Issue #377, opened 2024-02-26
Rename the `AnnotoriousPlugin` cleanup callback `unmount` -> `destroy` 


oleksandr-danylchenko:
## Current State
Currently, the `AnnotoriousPluginProps` receives the `plugin` function argument that returns the `{ unmount: ... }` object:
https://github.com/annotorious/annotorious/blob/adc3f3b793de47731119efc1a35b8c03af2beb8c/packages/annotorious-react/src/AnnotoriousPlugin.tsx#L5-L11

## Issue
Could we rename the `unmount` to `destroy`? Seems like it's a more popular name for the cleanup within the library and is used for most of the modules: 
https://github.com/annotorious/annotorious/blob/adc3f3b793de47731119efc1a35b8c03af2beb8c/packages/annotorious/src/Annotorious.ts#L107-L118

oleksandr-danylchenko:
> Plugins will typically have a `mountPlugin` method (which is used in vanilla JS). I'd like to keep `unmount` as the inverse name.

https://github.com/annotorious/annotorious/pull/427#issuecomment-2255664549

PR #427, opened 2024-07-25
Renamed `unmount` -> `destroy` in the `AnnotatorPlugin`

oleksandr-danylchenko:
## Issue - https://github.com/annotorious/annotorious/issues/377


rsimon:
Plugins will typically have a `mountPlugin` method (which is used in vanilla JS). I'd like to keep `unmount` as the inverse name.

oleksandr-danylchenko:
> Plugins will typically have a mountPlugin method

Interesting, I didn't know that... 🤔

PR #1317, opened 2019-11-28
feat: removes external chart from spot tile (ARTP-875)

keithbloom:
* Removes the button from the spot tile which appears on hover to launch an external chart
* Fixes a typo


src/client/src/apps/MainRoute/widgets/spotTile/epics/combineSpotTileEpics.ts
```diff
@@ -22,9 +21,5 @@ export default ({ platform }: ApplicationDependencies) => {
     epics.push(publishPriceUpdateEpic, publishTradeExecutedEpic, closePositionEpic)
   }
 
-  if (platformHasFeature(platform, 'app')) {
-    epics.push(displayCurrencyChartEpic)
-  }
-
```
rikoe: Seeing this I am now wondering if we are doing the right thing in removing this entirely instead of just disabling the feature.

I am not currently sure if the Finsemble platform uses this feature as well. I guess it's easy enough to restore if we decide to pull it back in.

PR #1326, opened 2019-12-17
Replacing crossbar.io with rabbitMQ

PiRXlv:
Things left to do:
1. fix client side tests
~2. fix server side tests~ (done)
3. add docker file for RabbitMQ (with plugins) (should be done)
4. review how load balancing works 
5. test more scenarios around loosing connection and reconnecting
6. update documentation


src/client/src/rt-system/AutoBahnConnection.ts
```diff
@@ -1,8 +1,12 @@
 import { Connection } from 'autobahn'
```
rikoe: Instead of editing AutobahnConnection interface and implementation, can we create a "new" interface without the name Autobahn in it? Everything else stays the same. E.g. just `Connection` for the interface, and `RabbitStompConnection` for the implementation, or something like that...

rikoe:
Close PR for now, can reopen later.

PR #1332, opened 2019-12-28
feat(client): upgrade glue42 dependencies

rikoe:
- Alpha versions with no security vulnerabilities
- Forced change to GDObject typing


rikoe:
Closing temporarily until Glue42 publish non-alpha versions of their dependencies, which we are waiting for.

ABOUT THIS EXERCISE: All of the material is to be given again exactly.

RESPONSE TO THIS TASK:
Issue #377, opened 2024-02-26
Rename the `AnnotoriousPlugin` cleanup callback `unmount` -> `destroy` 


oleksandr-danylchenko:
## Current State
Currently, the `AnnotoriousPluginProps` receives the `plugin` function argument that returns the `{ unmount: ... }` object:
https://github.com/annotorious/annotorious/blob/adc3f3b793de47731119efc1a35b8c03af2beb8c/packages/annotorious-react/src/AnnotoriousPlugin.tsx#L5-L11

## Issue
Could we rename the `unmount` to `destroy`? Seems like it's a more popular name for the cleanup within the library and is used for most of the modules: 
https://github.com/annotorious/annotorious/blob/adc3f3b793de47731119efc1a35b8c03af2beb8c/packages/annotorious/src/Annotorious.ts#L107-L118

oleksandr-danylchenko:
> Plugins will typically have a `mountPlugin` method (which is used in vanilla JS). I'd like to keep `unmount` as the inverse name.

https://github.com/annotorious/annotorious/pull/427#issuecomment-2255664549

PR #427, opened 2024-07-25
Renamed `unmount` -> `destroy` in the `AnnotatorPlugin`

oleksandr-danylchenko:
## Issue - https://github.com/annotorious/annotorious/issues/377


rsimon:
Plugins will typically have a `mountPlugin` method (which is used in vanilla JS). I'd like to keep `unmount` as the inverse name.

oleksandr-danylchenko:
> Plugins will typically have a mountPlugin method

Interesting, I didn't know that... 🤔

PR #1317, opened 2019-11-28
feat: removes external chart from spot tile (ARTP-875)

keithbloom:
* Removes the button from the spot tile which appears on hover to launch an external chart
* Fixes a typo


src/client/src/apps/MainRoute/widgets/spotTile/epics/combineSpotTileEpics.ts
```diff
@@ -22,9 +21,5 @@ export default ({ platform }: ApplicationDependencies) => {
     epics.push(publishPriceUpdateEpic, publishTradeExecutedEpic, closePositionEpic)
   }
 
-  if (platformHasFeature(platform, 'app')) {
-    epics.push(displayCurrencyChartEpic)
-  }
-
```
rikoe: Seeing this I am now wondering if we are doing the right thing in removing this entirely instead of just disabling the feature.

I am not currently sure if the Finsemble platform uses this feature as well. I guess it's easy enough to restore if we decide to pull it back in.

PR #1326, opened 2019-12-17
Replacing crossbar.io with rabbitMQ

PiRXlv:
Things left to do:
1. fix client side tests
~2. fix server side tests~ (done)
3. add docker file for RabbitMQ (with plugins) (should be done)
4. review how load balancing works 
5. test more scenarios around loosing connection and reconnecting
6. update documentation


src/client/src/rt-system/AutoBahnConnection.ts
```diff
@@ -1,8 +1,12 @@
 import { Connection } from 'autobahn'
```
rikoe: Instead of editing AutobahnConnection interface and implementation, can we create a "new" interface without the name Autobahn in it? Everything else stays the same. E.g. just `Connection` for the interface, and `RabbitStompConnection` for the implementation, or something like that...

rikoe:
Close PR for now, can reopen later.

PR #1332, opened 2019-12-28
feat(client): upgrade glue42 dependencies

rikoe:
- Alpha versions with no security vulnerabilities
- Forced change to GDObject typing


rikoe:
Closing temporarily until Glue42 publish non-alpha versions of their dependencies, which we are waiting for.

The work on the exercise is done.